Massimiliano Copetti, responsabile del Dipartimento di Biostatistica della Fondazione Irccs Casa Sollievo della Sofferenza, spiega: “I modelli matematici utilizzati e le analisi statistiche effettuate per arrivare a questi risultati sono molto complessi perché l’interazione tra i geni e i geni stessi con il vaccino è molto complessa. complesso. La competenza maturata negli studi genetici in tanti anni di ricerca condotta presso Casa Sollievo della Sofferenza ci ha permesso di gestire questa complessità dei dati, contribuendo al raggiungimento di questi importanti risultati”.

KAY NIETFELD / DPA / dpa Picture-Alliance tramite AFP
– Fiale di vaccino Pfizer

Aggiunge Massimo Carella, biologo genetista e vice direttore scientifico della Fondazione Irccs Casa Sollievo della Sofferenza: “L’identificazione di alleli Hla specifici che conferiscono una predisposizione ad un’alta o bassa produzione di anticorpi dopo la somministrazione del vaccino anti-Covid può aiutarci ora ci permettono di differenziare e personalizzare la campagna vaccinale, fornendo a ogni individuo il vaccino più adatto, cioè quello che gli permetterà di produrre quanti più anticorpi possibili. Questo approccio può essere esteso anche ad altri vaccini progettati contro altre malattie, in un’ottica di vaccinazione di precisione supportata dalla vaccinogenomica”. Colombo sottolinea: “I risultati del nostro studio confermano in parte quelli già riportati da un gruppo inglese che ha condotto una ricerca simile alla nostra ma su soggetti a cui è stato somministrato il vaccino prodotto da AstraZeneca, e questo è molto importante in studi genetici di questo tipo, in quali differenze genetiche tra popolazioni diverse possono rendere difficile l’individuazione delle varianti realmente responsabili del fenomeno biologico osservato”.
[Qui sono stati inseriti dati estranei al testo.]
PR #1443, opened 2026-08-21
fix: Prevent duplicate/dropped Jira task sync schedules

AlejandroMinaya:
## Summary

Fixes the OSIDB-5189-revert bug class: a burst of flaw saves in quick succession could each call `SyncManager.schedule()` for the same flaw and end up enqueuing multiple duplicate Jira sync tasks, and a schedule after a failed (not just finished) run could be silently dropped instead of enqueued.

- `is_scheduled()` only excluded schedules that predated the last *success* (`last_finished_dt`); it now also excludes ones predating the last *failure* (`last_failed_dt`), so a `schedule()` call after a failed run actually enqueues instead of being read as "still scheduled".
- `schedule()`/`reschedule()` now take the `SyncManager` row lock (`select_for_update()` inside `transaction.atomic()`, bounded by a new `LOCK_WAIT_TIMEOUT` so a stuck holder fails fast instead of blocking forever) and `schedule()`'s EXCLUSIVE-mode path now explicitly checks `is_scheduled()` (skip) before `is_in_progress()` (defer) — previously a call arriving while a run was scheduled-but-not-yet-started fell through and enqueued a redundant task. The actual enqueue is extracted into `_enqueue()`, shared by a fresh schedule and by `reschedule()`. `JiraTaskSyncManager` switches to `EXCLUSIVE` mode to get this dedup behavior.
- `JiraTaskSyncManager.sync_task` runs under `LockableTaskWithArgs` (mirroring `JiraTaskTransitionManager`) so two workers can't run it concurrently for the same flaw; contention is dropped (`Reject`, no requeue) rather than retried, since Celery-level retries previously re-enqueued into the `fifo.*` queues faster than the concurrency-1 workers could drain them. `check_for_reschedules()`'s `scheduled_not_started` bucket now recovers EXCLUSIVE-mode managers on the shorter `MAX_RUN_LENGTH` window instead of `MAX_SCHEDULE_DELAY`, since a lock-rejected duplicate can bump `last_scheduled_dt` past `last_started_dt` while the original run is genuinely stuck.

## Test plan

```
podman exec -it testrunner tox -e tests -- osidb/tests/test_sync_manager.py
```

🤖 Assisted-by: Claude Sonnet 5

### DIFF
--- a/osidb/sync_manager.py
+++ b/osidb/sync_manager.py
@@ -197,6 +197,10 @@ class SyncManager(models.Model):
         Celery queue, bypassing the EXCLUSIVE-mode dedup checks in
         schedule(). Used both for genuinely new schedules and by
         reschedule(), which has already decided a new run is warranted.
+
+        Requires a SyncManager row for (cls.__name__, sync_id) to already
+        exist - the update()/get() below don't create one. Callers must
+        get_or_create() it first, as schedule() and reschedule() do.
         """
         if schedule_options is None:
             schedule_options = {}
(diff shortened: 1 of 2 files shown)


osidb/sync_manager.py
```diff
@@ -151,27 +193,73 @@ def schedule(cls, sync_id, *args, schedule_options=None, **kwargs):
...
+        # Flaw.tasksync()'s transaction.atomic(), and ATOMIC_REQUESTS wraps
+        # the whole request in an outer transaction too, so the lock stays
+        # held (and other schedule() calls for the same sync_id stay
+        # blocked) until that outermost transaction commits, well after
+        # _enqueue()/reschedule() return.
+        with transaction.atomic():
+            with cls._lock_wait_timeout():
+                _, created = SyncManager.objects.select_for_update().get_or_create(
+                    name=cls.__name__, sync_id=sync_id
                 )
```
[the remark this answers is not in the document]
AlejandroMinaya: This is intentional since we don't want errors to be obscured or masked. There are tests asserting the propagation of this OperationalError to ensure the dedup guarantee

osidb/sync_manager.py
```diff
@@ -152,27 +193,73 @@ def schedule(cls, sync_id, *args, schedule_options=None, **kwargs):
...
+        # same sync_id: without it, two callers could both pass the
+        # is_scheduled()/is_in_progress() checks below before either's
+        # write lands, and both end up enqueuing a duplicate task. The row
+        # lock is released on commit of the outermost transaction, not on
+        # return from this atomic() block: this method can run inside
+        # Flaw.tasksync()'s transaction.atomic(), and ATOMIC_REQUESTS wraps
+        # the whole request in an outer transaction too, so the lock stays
+        # held (and other schedule() calls for the same sync_id stay
+        # blocked) until that outermost transaction commits, well after
+        # _enqueue()/reschedule() return.
```
Elkasitu: I am not sure we need this optimization (the whole commit), some context:

Once upon a time, we had two-way synchronization between OSIDB Flaws and Jira tasks... this proved to be a PITA because there was no way for us to control the order of execution (so you could have a Jira->OSIDB write before an OSIDB->Jira write which would overwrite fresh data with stale data) nor guarantee execution of a given task only once at a time (so you could have two workers performing the same action at the same time).

Queue `rhubarb`, `EXCLUSIVE` mode and `FIFO` queues:
* `rhubarb` was the original solution to guarantee only a single instance of a celery task runs at any given time
* SyncManagers were introduced to solve the problem of two-way synchronization and `EXCLUSIVE` was a way to mimic the `rhubarb` behavior however it cannot guarantee that two tasks won't run at once, only that they can't be scheduled to run at the same time, but time has proven that this is not enough.
* FIFO queues were introduced to solve the out-of-order problem once and for all, all fetch/updates of a given task id (or tracker id) go to the same sequential queue, meaning if we schedule first an update and then a fetch the worker will first perform the update and then the fetch, no race condition possible.

After a while however we got rid of task two-way sync, as there was no reason for it, this leads me to believe that the correct approach would be to instead get rid of the existing SyncManagers and simply have a `LockableTaskWithArgs` that replaces both JiraTask SyncManagers.

This should get rid of duplicate tasks due to `schedule` and avoids a database lock which can affect OSIDB's day-to-day operational performance, whereas a distributed lock not so much.

WDYT?

Elkasitu (commented):
I'm OK with the first two commits, not so much with the last two for the reasons already explained in one of the review comments, I think we should in general move away from SyncManagers, they're already pretty complex and adding more complexity doesn't help... historically every time we've added complexity to it it's become less understandable and problems still persist.

osidb/sync_manager.py
AlejandroMinaya: I totally see what you mean. Thank you for the context. Locking the DB carries more service degradation risk than just having a duplicate task that gets immediately rejected. I will remove the lock logic in a fix-up commit

Elkasitu (approved):
LGTM, thank you!

PR #1445, opened 2026-08-24
fix: Skip over closed trackers instead of exiting (OSIDB-5435)

AlejandroMinaya:
`FlawSerializer.update_trackers` used `return` instead of `continue` when hitting a closed, non-unembargoing tracker, so the loop bailed out and left any trackers after it in iteration order unupdated (e.g. impact changes never reached them).

- Fix: `return` → `continue`.
- Added regression test: `test_closed_tracker_does_not_skip_later_open_trackers`.

🤖 Assisted-by: Claude Code


JakubFrejlach (approved):
LGTM! Nice catch!

AlejandroMinaya:
@coderabbitai review

PR #1448, opened 2026-08-24
implemented relation history events

costaconrado:
This PR adds relation-aware audit history for flaw audit views.

When `/audit` is queried with `include_relation_events=true&pgh_obj_model=osidb.Flaw&pgh_obj_id=<flaw_uuid>`, the response now includes related native audit rows for the flaw context:

- `AffectAudit` rows whose historical `flaw_id` matches the requested flaw, including deleted affects.
- `TrackerAudit` rows for trackers discovered through matching historical `AffectAudit.tracker_id` values.

This does not add a derived `RelationHistoryEvent` table. Related entries are returned as normal concrete audit events with their existing slugs, for example:

- `osidb.AffectAudit:<pgh_id>`
- `osidb.TrackerAudit:<pgh_id>`

The existing audit endpoint handles filtering, sorting, pagination, counts, and direct slug retrieval for these related audit rows.

ACL behavior was updated so audit history follows visibility changes. The ACL propagation is generic in `ACLMixin`: it discovers related audited ACL models through Django relation metadata and updates direct and one-hop related audit histories. Secondary targets, such as trackers, are only released when they are not still connected to embargoed ACL-managed rows, preventing mixed-visibility tracker history leaks.

The PR also adds database indexes for relation-aware audit lookups and regression tests for deleted affects, related audit slug retrieval, and mixed public/embargoed tracker visibility.

For OSIM, a follow-up task can add UI affordances around affect or tracker rows in the flaw detail page to surface this related history.

Closes OSIDB-4999.

### DIFF
--- a/osidb/api_views.py
+++ b/osidb/api_views.py
@@ -2396,8 +2396,9 @@ class AuditView(RudimentaryUserPathLoggingMixin, ReadOnlyModelViewSet):
     def list(self, request, *args, **kwargs):
         limit = self._get_limit(request)
         offset = self._get_offset(request)
-        count = self._audit_count(request.query_params)
-        rows = self._audit_rows(request.query_params, limit, offset)
+        related_context = self._related_history_context(request.query_params)
+        count = self._audit_count(request.query_params, related_context)
+        rows = self._audit_rows(request.query_params, limit, offset, related_context)
         previous_rows = self._previous_rows_for_rows(rows)
         events = [
             self._event_from_row(
@@ -2418,7 +2419,7 @@ class AuditView(RudimentaryUserPathLoggingMixin, ReadOnlyModelViewSet):
         )
 
     def retrieve(self, request, *args, **kwargs):
-        event = self._event_by_slug(kwargs[self.lookup_field])
+        event = self._event_by_slug(kwargs[self.lookup_field], request.query_params)
         if event is None:
             return Response(status=status.HTTP_404_NOT_FOUND)
         return Response(event)
@@ -2457,7 +2458,7 @@ class AuditView(RudimentaryUserPathLoggingMixin, ReadOnlyModelViewSet):
             return remove_query_param(url, "offset")
         return replace_query_param(url, "offset", previous_offset)
 
-    def _audit_count(self, params):
+    def _audit_count(self, params, related_context=None):
         pgh_slug = params.get("pgh_slug")
         if pgh_slug:
             return 1 if self._row_by_slug(pgh_slug, params) else 0
@@ -2472,10 +2473,13 @@ class AuditView(RudimentaryUserPathLoggingMixin, ReadOnlyModelViewSet):
             # Exact counts on unfiltered audit feeds are expensive on large audit tables,
             # but are preserved for API compatibility with the existing /audit contract.
             count += self._audit_queryset(audit_table, params).count()
+        if self._include_relation_events(params):
+            count += self._related_history_count(params, related_context)
         return count
 
-    def _audit_rows(self, params, limit, offset):
+    def _audit_rows(self, params, limit, offset, related_context=None):
         rows = []
+        window = limit + offset
         pgh_slug = params.get("pgh_slug")
         if pgh_slug:
             if not limit or offset:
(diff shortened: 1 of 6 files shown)


costaconrado:
@coderabbitai full review again please.

costaconrado:
@coderabbitai I believe I've addressed your actionable items, give it a second look and close the comments that you consider addressed.

costaconrado:
@coderabbitai I've checked this against the current RLS behavior and I don't think this is a relation-history regression as described. 
`Affect` rows are not practically deletable through the application with write-only ACLs because the row must first be visible/readable to load it.  I also tested a raw `DELETE FROM osidb_affect WHERE uuid = ...` under only `PUBLIC_WRITE_GROUPS`; PostgreSQL affected `0` rows because the row is not visible under the table's RLS select/update/delete visibility behavior.

Also, the existing `osidb_affectaudit` insert policy already requires both `acl_read` and `acl_write` overlap:
```
WITH CHECK (
  acl_read::uuid[] && string_to_array(current_setting('osidb.acl'), ',')::uuid[]
  AND acl_write::uuid[] && string_to_array(current_setting('osidb.acl'), ',')::uuid[]
)
```

Also, RelationHistoryEvent intentionally mirrors the existing audit-table RLS model. Relaxing only relation-history inserts to write-only would make it less strict than the source audit table and could diverge from the current audit authorization semantics.

costaconrado:
@coderabbitai I've completely re-structured the solution. Close all comments before last push and give me a full review

costaconrado:
@coderabbitai review please

osoukup (approved):
LGTM

osidb/api_views.py
```diff
@@ -2628,6 +2637,92 @@ def _previous_rows_for_rows(self, rows):
 
         return previous_rows
 
+    def _include_relation_events(self, params):
+        value = params.get("include_relation_events")
+        return isinstance(value, str) and value.lower() in {"1", "true", "yes"}
```
Elkasitu, line 2642: I think that like `include_history`, this should return `True` simply if the parameter is included (no value needed): e.g. `GET /audit?pgh_obj_id=<uuid>&include_relation_events`

osidb/migrations/0267_relation_audit_indexes.py
```diff
@@ -0,0 +1,63 @@
...
+        ("osidb", "0266_manual_triage_kernel_flaws"),
+    ]
+
+    operations = [
+        migrations.RunSQL(
+            sql="""
+                CREATE INDEX CONCURRENTLY IF NOT EXISTS idx_affectaudit_flaw_history
+                ON osidb_affectaudit (flaw_id, pgh_created_at DESC, pgh_id DESC)
+                WHERE flaw_id IS NOT NULL
+            """,
```
Elkasitu, line 19: are any of these really necessary? audit tables inherit indexes from the source tables so e.g. flaw_id has an index

Elkasitu (commented):
I'm not blocking the PR but I think there's a better approach.

I have concerns about the performance of just dumping everything in the same API request, stitching and sorting multiple rows together, etc.

I would instead suggest that the client perform multiple queries and do the stitching client-side if necessary:

`GET /audit?pgh_obj_model=osidb.Affect&flaw_id=<uuid>`
or
`GET /audit?pgh_obj_model=osidb.Affect&related_pgh_obj_id=<target_flaw_pgh_label>`

Then the client would query:

`GET /audit?pgh_obj_model=osidb.Flaw&pgh_obj_id=<flaw_uuid>`
`GET /audit?pgh_obj_model=osidb.Affect&related_pgh_obj_id=<flaw_uuid>`
`GET /audit?pgh_obj_model=osidb.Tracker&related_pgh_obj_id=<flaw_uuid>`

In parallel, each with their own pagination, returning predictable payloads, etc.

We also should measure performance to avoid having a regression.

edit: Maybe we should reconsider using `Events.objects.references()` but with [`across()`](https://django-pghistory.readthedocs.io/en/3.9.2/aggregating_events/?h=across#filtering-event-models-using-objectsacross)

PR #1449, opened 2026-08-24
feat: provide insights into affectedness/resolution (OSIDB-5345)

Elkasitu:


osidb/signals.py
```diff
@@ -237,6 +237,57 @@ def remove_not_affected_justification(sender, instance, **kwargs):
...
+
+    # If status changed and explanation was NOT manually edited, clear it
+    if (
+        old.affectedness != instance.affectedness
+        or old.resolution != instance.resolution
+    ):
+        # Check if human manually changed the explanation
+        if old.affectedness_explanation == instance.affectedness_explanation:
+            # Explanation unchanged, so clear it since status changed
+            instance.affectedness_explanation = ""
```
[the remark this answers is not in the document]
Elkasitu: It is not currently used, and passing it directly to a `save()` should be assumed to not trigger signals correctly

Elkasitu:
@coderabbitai full review

osidb/signals.py
```diff
@@ -237,6 +237,57 @@ def remove_not_affected_justification(sender, instance, **kwargs):
...
+
+    if instance._state.adding:
+        # New instance not from auto_resolve; clear any explanation (should already be empty).
+        instance.affectedness_explanation = ""
+        return
+
+    try:
+        old = Affect.objects.get(uuid=instance.uuid)
+    except Affect.DoesNotExist:
+        return
```
AlejandroMinaya, line 265: Nit: I would rather use `.filter().first()` instead of using the try-except for control. I understand the EAFP principle but if this is not an exceptional situation I would prefer we don't handle it as such

osidb/signals.py
```diff
@@ -237,6 +237,57 @@ def remove_not_affected_justification(sender, instance, **kwargs):
...
+    if (
+        old.affectedness != instance.affectedness
+        or old.resolution != instance.resolution
+    ):
+        # Check if human manually changed the explanation
+        if old.affectedness_explanation == instance.affectedness_explanation:
+            # Explanation unchanged, so clear it since status changed
+            instance.affectedness_explanation = ""
+        # else: human edited the explanation, preserve it
+
```
AlejandroMinaya: Nit: I am big on guards, understanding the tradeoff of multiple exit points for less nesting/indentation. In this case I can see an early return such as:
```suggestion
    # If status didn't change exit
    if (
        old.affectedness == instance.affectedness
        and old.resolution == instance.resolution
    ):
        return
        
    # Check if human manually changed the explanation
    if old.affectedness_explanation == instance.affectedness_explanation:
            # Explanation unchanged, so clear it since status changed
            instance.affectedness_explanation = ""
    # else: human edited the explanation, preserve it

```
What do you generally think about this approach?

osidb/signals.py
```diff
@@ -237,6 +237,57 @@ def remove_not_affected_justification(sender, instance, **kwargs):
...
+def clear_auto_resolved_flag(sender, instance, **kwargs):
+    """
+    Clear the _auto_resolved flag after save completes.
+
+    This ensures that subsequent manual changes to affectedness/resolution
+    will properly clear stale explanations, even after an auto_resolve() + save().
+    """
+    if hasattr(instance, "_auto_resolved"):
+        delattr(instance, "_auto_resolved")
+
```
AlejandroMinaya, line 291: What is the benefit of deleting the attribute vs setting it to `False`? Is the presence of this attribute, even when false, an indicator of a certain state for the affect?

osidb/signals.py
Elkasitu: Good one, applied, thanks!

osidb/signals.py
Elkasitu: Functionally speaking there is no benefit, but it is a transient state only, we only care / check if it's truthy, it should not be used beyond this point.

osidb/signals.py
Elkasitu: I mean, we do have a guard right above which performs an early return in case the affect is in creation which is the only acceptable case for which it would be missing from the database. If the `get()` fails here it does mean something _exceptional_ happened, possibly a race condition or something, and the happy path is probably the most common case.

It's also a pretty common Django idiom, and ultimately I think it's wrong to filter by a single PK... if it were something like Affects with ps_module X then I'd agree.

AlejandroMinaya (approved):
LGTM! Thanks for going over the comments

osidb/models/affect.py
```diff
@@ -910,11 +939,37 @@ def auto_resolve(self, *, flaw_has_high_cvss_score: bool | None = None) -> None:
             )
             if impact == Impact.MODERATE and not has_high_cvss:
                 self.resolution = self.AffectResolution.DEFER
+                self.affectedness_explanation = (
+                    "Impact is MODERATE with CVSS score below 7.0. Resolution set to DEFER as we do not "
```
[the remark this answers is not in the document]
Elkasitu: no, ignore

PR #416, opened 2023-11-20
Implement json sink for schema registry, use connection types for sinks, add auth for schema registry.

jacksonrnewhouse:
This implements a number of features in order to write to a confluent topic which has a JsonSchema in a confluent registry. In particular,
* Add confluent_schema_registry version to JsonFormat. This will be written in the 5 byte header of messages written to kafka for sinks using the schema registry.
* Add an optional `struct_name` to arroyo-sql's Projection, so that it will use structs generated with the correct format.
* Add basic auth for kafka schema registry, currently named "API Key" and "API Secret", which is how Confluent Cloud names them.
* unify treatment of sources and sinks in arroyo-sql as "connections". This means that two queries emitting to the same sink will share a sink node. Also properly tracks dependencies between pipelines and sink connections.

### DIFF
--- a/arroyo-worker/src/formats/mod.rs
+++ b/arroyo-worker/src/formats/mod.rs
@@ -180,7 +180,7 @@ impl<T: SchemaData> DataSerializer<T> {
     pub fn to_vec(&self, record: &T) -> Option<Vec<u8>> {
         match &self.format {
             Format::Json(json) => {
-                let mut writer: Vec<u8> = vec![];
+                let mut writer: Vec<u8> = Vec::with_capacity(128);
                 if json.confluent_schema_registry {
                     writer.push(0);
                     writer.extend(json.confluent_schema_version.expect("must have computed schema version to write using confluent schema registry").to_be_bytes());
--- a/arroyo-worker/src/formats/mod.rs
+++ b/arroyo-worker/src/formats/mod.rs
@@ -180,22 +180,22 @@ impl<T: SchemaData> DataSerializer<T> {
     pub fn to_vec(&self, record: &T) -> Option<Vec<u8>> {
         match &self.format {
             Format::Json(json) => {
-                let v = if json.include_schema {
+                let mut writer: Vec<u8> = vec![];
+                if json.confluent_schema_registry {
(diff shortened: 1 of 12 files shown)


arroyo-worker/src/formats/mod.rs
```diff
@@ -180,22 +180,22 @@ impl<T: SchemaData> DataSerializer<T> {
     pub fn to_vec(&self, record: &T) -> Option<Vec<u8>> {
         match &self.format {
             Format::Json(json) => {
-                let v = if json.include_schema {
+                let mut writer: Vec<u8> = vec![];
+                if json.confluent_schema_registry {
+                    writer.push(0);
+                    writer.extend(json.confluent_schema_version.expect("must have computed schema version to write using confluent schema registry").to_be_bytes());
+                }
+                if json.include_schema {
```
mwylde, line 188: I don't think confluent_schema_registry and include_schema are really compatible — they're two different ways to communicate the schema to kafka consumers

arroyo-worker/src/formats/mod.rs
```diff
@@ -180,22 +180,22 @@ impl<T: SchemaData> DataSerializer<T> {
     pub fn to_vec(&self, record: &T) -> Option<Vec<u8>> {
         match &self.format {
             Format::Json(json) => {
-                let v = if json.include_schema {
+                let mut writer: Vec<u8> = vec![];
```
mwylde, line 183: For performance, I think we should follow the serde_json::to_vec behavior of preallocating 128 bytes here; otherwise you could end up repeatedly reallocating the buffer as you write

jacksonrnewhouse: As the initial size? sure.

arroyo-worker/src/formats/mod.rs
jacksonrnewhouse: Happy to prevent this. Have an idea of where we should be validating?

mwylde: upfront, in JsonFormat::from_opts

PR #417, opened 2023-11-21
Add support for inferring schemas

mwylde:
This PR adds support for inferring source and sink connector schemas.

## Source schemas

On the source side, this addresses an issue with connectors that have a fixed schema, like the impulse source or nexmark source. Currently, the user is required to exactly specify the schema in order to create the connector in SQL. For impulse, this looks like:

```sql
CREATE TABLE periodic (
  counter BIGINT UNSIGNED,
  subtask_index BIGINT UNSIGNED
)  WITH (
  connector = 'impulse',
 ...
);
```

which isn't _too_ bad, but for nexmark it's not actually possible to write the schema due to the limitations of datafusion DDL syntax.

Now impulse (and nexmark) sources can be created with an _inferred_ schema by simply omitting the fields:

```sql
CREATE TABLE periodic WITH (
  connector = 'impulse',
 ...
);
```

## Sink

Schema inference is even more useful on the sink side, as it avoids the need to specify schemas when creating the sink and (implicitly) in the query:

```sql
CREATE TABLE blackhole (
  f1  INT,
  f2 INT
) WITH (
  connector = 'blackhole'
);

INSERT INTO blackhole 
SELECT f1, f2 FROM source;
```

becomes

```sql
CREATE TABLE blackhole  WITH 
( connector = 'blackhole');

INSERT INTO blackhole
select f1, f2 FROM source;
```

This also makes web ui-created sinks easier to work with, as it's often awkward to define the schema when creating them. Now they can be created with an inferred schema:

image

---

In this version, I've made inference always occur if there are no fields defined. An open question is whether it would be better if we required users to specify (in the with clause) whether inference should happen.


arroyo-sql/src/lib.rs
```diff
@@ -70,7 +72,7 @@ pub struct UdfDef {
 #[derive(Debug, Clone, Default)]
 pub struct ArroyoSchemaProvider {
     pub source_defs: HashMap<String, String>,
-    tables: HashMap<String, Table>,
+    tables: HashMap<UniCase<String>, Table>,
```
jacksonrnewhouse, line 75: This seems good, given the case insensitive nature of SQL. Can you add a check to when connections are created, or automatically lowercase them?

jacksonrnewhouse (approved):
Looks good, curious about casing on connection names.

arroyo-sql/src/lib.rs
mwylde: I've added a new index to the connections_table table that prevents creating multiple tables with the same (case-insensitive) name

Conclude Raffaella Brugnoni, ricercatrice sanitaria presso il Dipartimento di Ricerca e Sviluppo Clinico della Fondazione Irccs Istituto Neurologico Carlo Besta: “La forza di questo progetto di ricerca risiede nella collaborazione attiva tra i diversi partner e nell’approccio multicentrico, al quale ci atteniamo hanno contribuito attraverso la raccolta di materiale biologico e dati sierologici fondamentali per questo studio. Questo è un esempio di come comunità scientifiche diverse possano collaborare per l’avanzamento della ricerca e del benessere comune”.

La collaborazione di più centri a livello nazionale ha consentito l’arruolamento di un buon numero di soggetti e la raccolta del relativo materiale biologico, aspetto fondamentale per studi genetici come questo, che per definizione richiedono numerose serie di casi al fine di ottenere robuste risultati. Anche per questo i ricercatori intendono già condividere i dati prodotti con altri gruppi, a livello internazionale, per ottenere informazioni sulla genetica della risposta ai vaccini anti-Covid-19, che possano essere valide per soggetti non solo di Origine europea, ma anche di altre popolazioni del mondo.

Lo studio apre anche nuove strade verso quella medicina di precisione di cui si parla sempre più perché, anche nel campo dei vaccini, la conoscenza delle basi genetiche di una risposta più o meno efficace potrebbe consentire una campagna vaccinale più mirata, soprattutto per i soggetti più fragili . La ricerca è stata finanziata dall’Istituto Buddista Italiano Soka Gakkai.